Do you have a Quaking Aspen in a suburban yard?
May 20, 2023 4:01 PM   Subscribe

There's a beautiful Quaking Aspen at my local nursery but apparently they like to (aggressively?) spread via suckers. Does anyone have experience with this tree in a normal suburban backyard? Is it doable?
posted by luge to Home & Garden (5 answers total) 1 user marked this as a favorite
 
They will definitely try to spread if they are doing well. In nature, trembling or quaking aspen grow in colonies, which share a thick root system. One stand of aspen in Utah is about 80,000 years old.
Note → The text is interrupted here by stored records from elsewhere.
PR #1517, opened 2023-01-02
Shortened the entry about Materials Studio

mariavd:
Removed the usage and installation instructions.


attesillanpaa:
Maybe also add a whats-new entry in the applications section?

mariavd:
> Maybe also add a whats-new entry in the applications section?

E.g., for new software versions or?

attesillanpaa:
> > Maybe also add a whats-new entry in the applications section?
> 
> E.g., for new software versions or?

That the software is no longer available.

attesillanpaa (approved):

PR #1542, opened 2023-01-18
WIP: EO guide fixing attempt

samumantha:
Trying to fix the EO guide PR revert. 
No new changes to files to review.


ktiits (approved):

samumantha:
Hmm, but this does not include the changes to the other files. Probably because the commits are still in old history.
What does it say is the conflict?
(I cannot see because I do not have write access to master)

Issue #145, opened 2022-05-04
Runtime error when calling contract with too many dots


friedger:

obycode:
Thanks for reporting this @friedger. What's happening is that the v2 parser is treating `SP3K8BC0PPEVCV7NZ6QSRWPQ2JE9E5B6N3PA0KBR9.SP3K8BC0PPEVCV7NZ6QSRWPQ2JE9E5B6N3PA0KBR9.fixed-weight-pool-v1-01` as a trait identifier (principal.contract.name), but it did not check the 40 character contract name limit. The original parser doesn't match this as a trait identifier due to this problem so it fails. I'll add the character limit check to the v2 parser.

I think I had assumed that the `ContractName::try_from` would have failed if it was not a valid contract name. The regex in src/clarity/ast/parser/mod.rs has this size limit but the regex in src/clarity/representation.rs doesn't. I'll add it there so that we get the same behavior.

src/clarity/representation.rs:
```rust
    pub static ref CONTRACT_NAME_REGEX: Regex =
        Regex::new("^[a-zA-Z]([a-zA-Z0-9]|[-_])*$|^__transient$").unwrap();
```

src/clarity/ast/parser/mod.rs:
```
pub const CONTRACT_MIN_NAME_LENGTH: usize = 1;
pub const CONTRACT_MAX_NAME_LENGTH: usize = 40;
...
    pub static ref CONTRACT_NAME_REGEX: String = format!(
        r#"([a-zA-Z](([a-zA-Z0-9]|[-_])){{{},{}}})"#,
        CONTRACT_MIN_NAME_LENGTH - 1,
        CONTRACT_MAX_NAME_LENGTH - 1
    );
```

PR #146, opened 2022-05-04
fix: check the maximum length of a contract name

obycode:
The parser used `ClarityName::try_from` to check for a valid name, but
this check did not check the length of the name (must be 1-40
characters).

Fixes: #145


lgalabru (commented):
Hmm I'm ambivalent about this fix. You're tweaking a consensus breaking regex, and the construction of `ContractName`. The scope of this impact and the eventual divergence with a canonical behavior is unclear to me. Is there another way to fix this issue?

obycode:
I don't think this is actually consensus breaking. The canonical parser already applies this 40-character limit in a different regex:

src/clarity/ast/parser/mod.rs:
```
pub const CONTRACT_MIN_NAME_LENGTH: usize = 1;
pub const CONTRACT_MAX_NAME_LENGTH: usize = 40;
...
    pub static ref CONTRACT_NAME_REGEX: String = format!(
        r#"([a-zA-Z](([a-zA-Z0-9]|[-_])){{{},{}}})"#,
        CONTRACT_MIN_NAME_LENGTH - 1,
        CONTRACT_MAX_NAME_LENGTH - 1
    );
```

This regex in representations.rs is only used in `ContractName::try_from`, which is used in places where the string is already known to be a valid contract name, and in the codec for `consensus_deserialize`. 

What if instead of this change I use the existing parser regex?

```
    pub static ref CONTRACT_NAME_REGEX: Regex =
        Regex::new(&format!("^{}$|^__transient$", *parser::CONTRACT_NAME_REGEX)).unwrap();
```

obycode:
On second thought, the new parser does not require this regex, so then I would prefer to leave the regex in this PR, perhaps with the modification to use constants for the length limits. What do you think @lgalabru?

PR #147, opened 2022-05-05
feat: better simulated block time

obycode:
The original implementation always returns 0 for block time, but some
developers require a slightly more realistic number. This commit just
returns the block height multiplied by 600 (10 minutes) to provide a
monotonic increasing value for this time.

Fixes: hirosystems/clarinet#310


lgalabru (approved):
LGTM, thanks @obycode!

luizalbertocviana:
Thank you guys.
That will unblock several tasks on my side :)

PR #151, opened 2022-05-10
feat: return unresolved dependencies from detector

obycode:


src/analysis/ast_dependency_detector.rs
```diff
@@ -46,14 +48,105 @@ pub struct ASTDependencyDetector<'a> {
...
 
+#[derive(Clone, Debug, Eq)]
+pub struct Dependency {
+    pub contract_id: QualifiedContractIdentifier,
+    pub required_before_publish: bool,
+}
+
+impl PartialEq for Dependency {
+    fn eq(&self, other: &Self) -> bool {
+        self.contract_id == other.contract_id
```
lgalabru, line 63: Shouldn't we including `required_before_publish` in this equality?

obycode: See the `add_dependency` method. What I was going for is that a contract is only in the set once (regardless of this flag), and a dependency with the `required_before_publish` flag overwrites a dependency without that flag. Is this a confusing way to do that?

lgalabru: Works for me, thank you unpacking!

lgalabru (approved):
LGTM!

Depending on the conditions, they may or may not spread that aggressively, but that is definitely a possibility. If you eventually decide to cut an aspen down, it will definitely try to push up new suckers wherever its roots have reached (which can be a lot further than you think). I wouldn't plant one anywhere near a lawn.

As another option that's quite pretty, I'm partial to mountain ash, if your climate is appropriate and birds in your area will eat the berries over the winter.
posted by ssg at 4:28 PM on May 20, 2023


The Aspen in my front yard came over from my neighbor, so yes they will spread and grow wherever they can. You certainly can try to control the shoots but it's a constant job.
posted by jazon at 4:57 PM on May 20, 2023


When I moved into my house in 2020 there was one Quaking Aspen in my backyard. There are now 8 in that corner 3 of which are over 6 feet tall. I like it and have only removed a few offshoots. I've also been told that if you keep it to one "tree" expect maybe 30 years before it's dead.

I don't know how my neighbor next to the tree feels about it but I'm sure they have feelings.
posted by Uncle at 5:44 PM on May 20, 2023 [3 favorites]


Aspen are fundamentally different from other trees because they grow as superorganisms in clonal groves. Treating an aspen as a single tree is possible but will likely take a lot of work and the tree will be weaker.
posted by medusa at 8:47 PM on May 20, 2023 [2 favorites]


The shoots also turn into sharp stabby splinter sticks when you mow over them in your lawn.

I would avoid. If you are looking for good fall color I love an autumn blaze maple!